=== TASK ===
Could you return the full listing below exactly as it appears?

GIVEN DATA Block Start

PR #1825, opened 2018-11-12
fix copy masks

edgardoh:
Copy / Paste history is not handling masks very well, in addition to always copy all the masks from the source image it doesn't check for duplicate forms, and when having duplicate forms on an edit they can only be removed by hand, the clear unused masks will not do it.

In order to fix it I'm doing the copy / paste in memory, so only the forms used by the modules being pasted are copied, and if a form already exists it is replaced.

This also will allow to fix the apply style on export.

As usual, I left some of the old code for a better reading on github.

### DIFF
--- a/src/common/history.c
+++ b/src/common/history.c
@@ -814,7 +814,7 @@ static int _history_merge_module_into_history(dt_develop_t *dev_dest, dt_iop_mod
   if(module_added)
   {
     dt_dev_add_history_item_ext(dev_dest, module, FALSE, TRUE);
-    dt_dev_pop_history_items_ext(dev_dest, dev_dest->history_end, TRUE);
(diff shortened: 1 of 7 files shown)


TurboGit:
I have a scenario where this does not work:
- with 3 pictures
- open the first one
- with exposure create two circle mask (push exposure to see the effect)
- go to lighttable
- copy the exposure from this image
- paste it on the second and third image
- open first image remove the two circles from the exposure module
- open the second do the same
- open the third, when you remove the first circle the effect is still on the image

edgardoh:
Confirmed! Thanks for reporting it.

But it also happens on the current version. Seems to be a display thing, if
I go to lighttable things go back to normal.

Do you think is better to fix it here or create a new PR?

TurboGit:
If it happens already let's open a new PR and I'll merge this one. Thanks.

GIVEN DATA Block End

=== WRITTEN SOLUTION ===
PR #1825, opened 2018-11-12
fix copy masks

edgardoh:
Copy / Paste history is not handling masks very well, in addition to always copy all the masks from the source image it doesn't check for duplicate forms, and when having duplicate forms on an edit they can only be removed by hand, the clear unused masks will not do it.

In order to fix it I'm doing the copy / paste in memory, so only the forms used by the modules being pasted are copied, and if a form already exists it is replaced.

This also will allow to fix the apply style on export.

As usual, I left some of the old code for a better reading on github.

### DIFF
--- a/src/common/history.c
+++ b/src/common/history.c
@@ -814,7 +814,7 @@ static int _history_merge_module_into_history(dt_develop_t *dev_dest, dt_iop_mod
   if(module_added)
   {
     dt_dev_add_history_item_ext(dev_dest, module, FALSE, TRUE);
-    dt_dev_pop_history_items_ext(dev_dest, dev_dest->history_end, TRUE);
(diff shortened: 1 of 7 files shown)


TurboGit:
I have a scenario where this does not work:
- with 3 pictures
- open the first one
- with exposure create two circle mask (push exposure to see the effect)
- go to lighttable
- copy the exposure from this image
- paste it on the second and third image
- open first image remove the two circles from the exposure module
- open the second do the same
- open the third, when you remove the first circle the effect is still on the image

edgardoh:
Confirmed! Thanks for reporting it.

But it also happens on the current version. Seems to be a display thing, if
I go to lighttable things go back to normal.

Do you think is better to fix it here or create a new PR?

TurboGit:
If it happens already let's open a new PR and I'll merge this one. Thanks.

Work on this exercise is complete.